Bednarik adds: “The AUD/USD pair could surge should inflation results in line or lower than anticipated, yet with persistent USD demand, the uptick could be short-lived. The daily 20 Simple Moving Average (SMA) provides dynamic resistance at around 0.6545, while further gains expose the July peak at 0.6625.”

Economic Indicator

Monthly Consumer Price Index (YoY)

The Monthly Consumer Price Index (CPI), released by the Australian Bureau of Statistics on a monthly basis, measures the changes in the price of a fixed basket of goods and services acquired by household consumers. The indicator was developed to provide inflation data at a higher frequency than the quarterly CPI. The YoY reading compares prices in the reference month to the same month a year earlier. A high reading is seen as bullish for the Australian Dollar (AUD), while a low reading is seen as bearish.

Read more.

Next release: Wed Jul 30, 2025 01:30

Frequency: Monthly

Consensus: 2.1%

Previous: 2.1%

Source: Australian Bureau of Statistics

Inflation FAQs

Inflation measures the rise in the price of a representative basket of goods and services. Headline inflation is usually expressed as a percentage change on a month-on-month (MoM) and year-on-year (YoY) basis. Core inflation excludes more volatile elements such as food and fuel which can fluctuate because of geopolitical and seasonal factors. Core inflation is the figure economists focus on and is the level targeted by central banks, which are mandated to keep inflation at a manageable level, usually around 2%.

The Consumer Price Index (CPI) measures the change in prices of a basket of goods and services over a period of time. It is usually expressed as a percentage change on a month-on-month (MoM) and year-on-year (YoY) basis. Core CPI is the figure targeted by central banks as it excludes volatile food and fuel inputs. When Core CPI rises above 2% it usually results in higher interest rates and vice versa when it falls below 2%. Since higher interest rates are positive for a currency, higher inflation usually results in a stronger currency. The opposite is true when inflation falls.

Although it may seem counter-intuitive, high inflation in a country pushes up the value of its currency and vice versa for lower inflation. This is because the central bank will normally raise interest rates to combat the higher inflation, which attract more global capital inflows from investors looking for a lucrative place to park their money.

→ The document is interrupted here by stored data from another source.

PR #26, opened 2019-04-09
PMM-3758 Local API agents list.

DexterHD:


agents/supervisor/supervisor.go
```diff
@@ -264,10 +295,36 @@ func filter(existing, new map[string]agentpb.AgentParams) (toStart, toRestart, t
...
+			s.agentProcesses[newState.AgentId].lastChangedState = newState
+		}
+	case typeBuiltIn:
+		if _, ok := s.builtinAgents[newState.AgentId]; ok {
+			s.builtinAgents[newState.AgentId].lastChangedState = newState
+		}
+	}
+}
+
+func (s *Supervisor) changeBuildInLastState(newState agentpb.StateChangedRequest) {
```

Formerly, Gold was the asset investors turned to in times of high inflation because it preserved its value, and whilst investors will often still buy Gold for its safe-haven properties in times of extreme market turmoil, this is not the case most of the time. This is because when inflation is high, central banks will put up interest rates to combat it. Higher interest rates are negative for Gold because they increase the opportunity-cost of holding Gold vis-a-vis an interest-bearing asset or placing the money in a cash deposit account. On the flipside, lower inflation tends to be positive for Gold as it brings interest rates down, making the bright metal a more viable investment alternative.